We can also tweak the colors of the edges. Default pyvis behavior is to color the edges the based on the color of the source node. By configuring our Network to inherit edge colors from the destination nodes we can benefit from seeing how our source artists relate to the related artists:

g.inherit_edge_colors("to")
g.show("extra/smodded.html")

Edge metadata

Just how we demonstrated adding labels to the nodes on hover, we can also add labels to edges in the same manner. Just like nodes, the title attribute of the edges can be supplied to render a hoverable tooltip to display edge information:

for e in g.edges:
    edge_label = f'{e["from"]} ---> {e["to"]}'
    e.update({"title": edge_label})
g.edges[0]

Try hovering over an edge below to see the effect!

g.show("extra/sedgetitles.html")

Now it is much easier to tell which artists contribute to the listening pattern displayed. The bigger the node, the more it appears as a related artist to the top listened. Furthermore, nodes with green edges between them, indicate that they each appear in each other's related artists list.

Layout

Due to pyvis' default physics settings, initial network graphs may contain undesirable features. For example, our graph so far has adapted well to spacing out clusters and drawing them nicely. However, the more dense clusters contain overlapping nodes. Internal physics parameters can be tweaked to result in desired layout, and pyvis offers a sandbox-like approach to generating layout parameters.

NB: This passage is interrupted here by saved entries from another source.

PR #695, opened 2024-01-02
modules: use getline instead of fgets

stoeckmann:
This PR changes most `fgets` calls to `getline`. Commits in this PR are quite simple, because we were able to prepare the affected code paths in previous commits.

The `pam_env` module is too complex to be added into this PR because it involves porting `_pam_assemble_line` and will be done in a separate PR.

The `pam_unix` module has one separate PR because of the involved complexity: https://github.com/linux-pam/linux-pam/pull/694


ldv-alt (approved):

stoeckmann:
Rebased and added the `pam_listfile` part.

PR #697, opened 2024-01-03
pam_env: use getline

stoeckmann:
This is effectively a port of libpam's _pam_assemble_line function found in pam_handlers.c.

Noteworthy differences to keep old behavior:
- The backslash of escaped newline is NOT replaced by a blank
- Clears buffer (overwrites everything with \0) in _pam_buffer_clear

This affects pam_env only if compiled without libeconf.


ldv-alt:
Hmm, massive code duplication is not something that can possibly make me happy.

stoeckmann:
> Hmm, massive code duplication is not something that can possibly make me happy.

Not a fan of it either, although there are two subtle difference. And it's been a duplicate (with two subtle differences) before as well. What would you suggest? libpam and its modules have no common library to share functions so far.

ldv-alt:
> What would you suggest? libpam and its modules have no common library to share functions so far.

We have a bunch of pam_modutil_* functions added exactly for that purpose.
Do you think it would be possible to convert `_pam_assemble_line` into a  pam_modutil function that could be used both by libpam and pam_env?

BenBE:
If the above differences are the only ones, than moving the code into a pam_modutil function should be relatively easy. You wouldn't even (strictly speaking) need to remove the overwriting (just make it the default, doesn't actually hurt). Thus the only thing which would need to be treated different would be the handling of line breaks; which could be made a parameter.

stoeckmann:
> We have a bunch of pam_modutil_* functions added exactly for that purpose. Do you think it would be possible to convert `_pam_assemble_line` into a pam_modutil function that could be used both by libpam and pam_env?

The pam_modutil_* functions are not a perfect match:
- These functions are exposed by libpam, but not used internally. This would be the first situation this would happen
- Exposing these functions implies a pretty much locked down API due to backwards compatibility from then on

I have moved the code into a header file. It actually hurts a bit even writing this (let alone implementing it), but in fact this is how another situation in linux-pam is already handled: Debug messages.

If compiled with `--enable-debug`, pretty much every single *.o file contains duplicates of the debug functions, as can be seen when analyzing them (or the final so files). If we fix that one, the same can be applied to pam_assemble_line, which justifies IMHO to split the "avoid function bodies in header files" issue into another PR.

Granted, I have no proper solution for it yet.

ldv-alt:
> I have moved the code into a header file.

Apparently, you've pushed it to #696.

stoeckmann:
Oops, fixed

ldv-alt (approved):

Achieve this with the show_buttons() method, which will attach a set of tweakable options to the graph in order to adjust settings in a live setting. Use the scroll wheel on the resulting graph to access and tweak the modifiers.

g.show_buttons(filter_="physics") # only show physics options
g.show("extra/sbuttons.html")

We need to tweak the Network's options. Examining the options member we see the following:

g.options

So, using the settings UI to adjust parameters until satisfied with the layout, you can copy and paste the output from the generate options button to update the Network's internal options dict. I found the barnesHut solver to be best with the below settings:

g.options.__dict__.update({
  "physics": {
    "barnesHut": {
      "gravitationalConstant": -8500,
      "centralGravity": 0.95,
      "springLength": 195
    },
    "minVelocity": 0.75
  }
})
g.options
g.conf = False # this is needed at the moment when reverting from a show_buttons call
g.options.__dict__.update({
    "configure": {
        "enabled": False
    }
})

g.show("extra/sfinal.html")

Conclusion

Pyvis is a powerful tool to incorporate in any data analysis task dealing with relationships between data points or topological structures. With a familiar approach to building our data Network data structures, you have seen that visualization of the results is quick and easy. Additional customization is supported to accomodate specific layout needs as well -- all supported within a Jupyter Notebook environment.

Pyvis is open source, additional feedback/feature requests and contribution is welcome! Check out pyvis on github, or check out the documentation on readthedocs.